Michael Röder edited this page Aug 11, 2021 · 13 revisions

This page describes the needed steps to setup a local GERBIL system. Note that you don't have to do this if you want to test an annotator or a dataset since this can be done using our online system.

Downloading and running the system

Prerequesites

  • Java 1.7 or newer
  • maven 2

Download the program

The easiest way to get GERBIL is to download it from GitHub.

git clone -b master https://github.com/AKSW/gerbil.git

Download the data

If you are using linux, you can simply run start.sh which will download the data, extract it and starts the system listening on http://localhost:1234/gerbil .

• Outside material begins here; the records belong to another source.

PR #2073, opened 2026-07-11
feat: Grid workspace layout option with columns/rows settings

AldenDana:
Companion to pop-os/cosmic-comp#2555 (Grid workspace layout, pop-os/cosmic-workspaces-epoch#51).

Adds a **Grid** choice to Desktop → Workspaces → Workspaces orientation, with **Grid columns** / **Grid rows** spin buttons shown while Grid is selected, writing `workspace_grid_columns`/`workspace_grid_rows`. The compositor hot-reloads the change live.

The touchpad gestures description treats Grid like Vertical.

**App workspace assignments.** Also adds a new section to the Workspaces page for pop-os/cosmic-comp#2556's per-app workspace rules (`workspace_assignments`): lists existing rules, lets you remove one, and lets you add a new one (app ID + target workspace number). Previously the only way to manage these was the window context menu or hand-editing the config file; this gives a bulk-management view alongside it.

Depends on the `cosmic-comp-config` changes from pop-os/cosmic-comp#2555 and pop-os/cosmic-comp#2556; to build/test before those merge, add a `[patch]` for `cosmic-comp-config` pointing at those branches.

### DIFF
--- a/cosmic-settings/src/pages/desktop/workspaces.rs
+++ b/cosmic-settings/src/pages/desktop/workspaces.rs
@@ -4,9 +4,11 @@
 // TODO make settings work
 
 use cosmic::cosmic_config::{self, ConfigGet, ConfigSet};
-use cosmic::widget::{self, settings};
+use cosmic::iced::{Alignment, Length};
+use cosmic::widget::{self, icon, settings, text};
 use cosmic::{Apply, Element, surface};
 use cosmic_comp_config::workspace::{Action, WorkspaceConfig, WorkspaceLayout, WorkspaceMode};
+use cosmic_comp_config::WorkspaceAssignment;
 use cosmic_settings_page::{self as page, Section, section};
 use slotmap::SlotMap;
 use tracing::error;
@@ -22,6 +24,11 @@ pub enum Message {
     SetShowName(bool),
     SetShowNumber(bool),
     Surface(surface::Action),
+    SetAssignmentWorkspace(usize, u32),
+    RemoveAssignment(usize),
+    NewAssignmentAppId(String),
+    NewAssignmentWorkspace(u32),
+    AddAssignment,
 }
 
 pub struct Page {
@@ -32,6 +39,9 @@ pub struct Page {
     action_on_typing_active: Option<usize>,
     show_workspace_name: bool,
     show_workspace_number: bool,
+    workspace_assignments: Vec<WorkspaceAssignment>,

If you are using another operation system or want to download the data to a specific folder you can get the data from https://github.com/AKSW/gerbil/releases/download/v1.2.5/gerbil_data.zip Please extract the data and configure the system.

Configure GERBIL

If you have used the start.sh script, the system should already be configured. Otherwise you should open src/main/properties/gerbil.properties and set org.aksw.gerbil.DataPath to the folder containing the data of the extracted gerbil.zip file.

Start GERBIL

GERBIL can simply be started by running the start.sh script or running mvn clean tomcat:run

Note that while starting GERBIL can show the following warning: [main] WARN [org.aksw.gerbil.datasets.datahub.DatahubNIFLoader] - <Couldn't get any datasets with the gerbil tag from DataHubIO. Exception: org.springframework.web.client.HttpClientErrorException: 404 Not Found>

This warning shouldn't cause any problems and can be ignored.

Restrictions

Due to licensing restrictions, we are not allowed to upload the following datasets:

  • AIDA/CoNLL
  • Microposts 2013
  • Microposts 2014

Regarding the annotators, it is possible that a key or registration is needed to use them without limitations. Please take a look at this wiki page: https://github.com/AKSW/gerbil/wiki/How-to-get-API-keys

With Docker

We provide a Docker image (dicegroup/gerbil) and a Docker compose file to run GERBIL easily. The compose file can be easily run by checking out the git project and executing the following:

docker-compose up

The following directories might be interesting for mounting them to a local directory

Directory Description
/usr/local/tomcat/gerbil_properties The directory contains all properties files used to configure GEBRIL.
/usr/local/tomcat/database The directory contains GERBIL's database. It should be mounted to persist experiment results.
/usr/local/tomcat/cache The directory contains caches. Mounting it can speed up future experiments.
/usr/local/tomcat/datasets The directory containing datasets.
/usr/local/tomcat/indexes The GERBIL image comes without the two indexes that the start.sh script would download. These indexes can be downloaded to a local directory (using scripts/download_indexes.sh) and mounted into the container using this directory.

The Docker container will copy properties files and the datasets, which come with the gerbil_data.zip file into the gerbil_properties and datasets directories if they are not already in these directories. This behavior can be deactivated by setting the environmental variables GERBIL_COPY_DIRS and/or GERBIL_COPY_PROPS to false.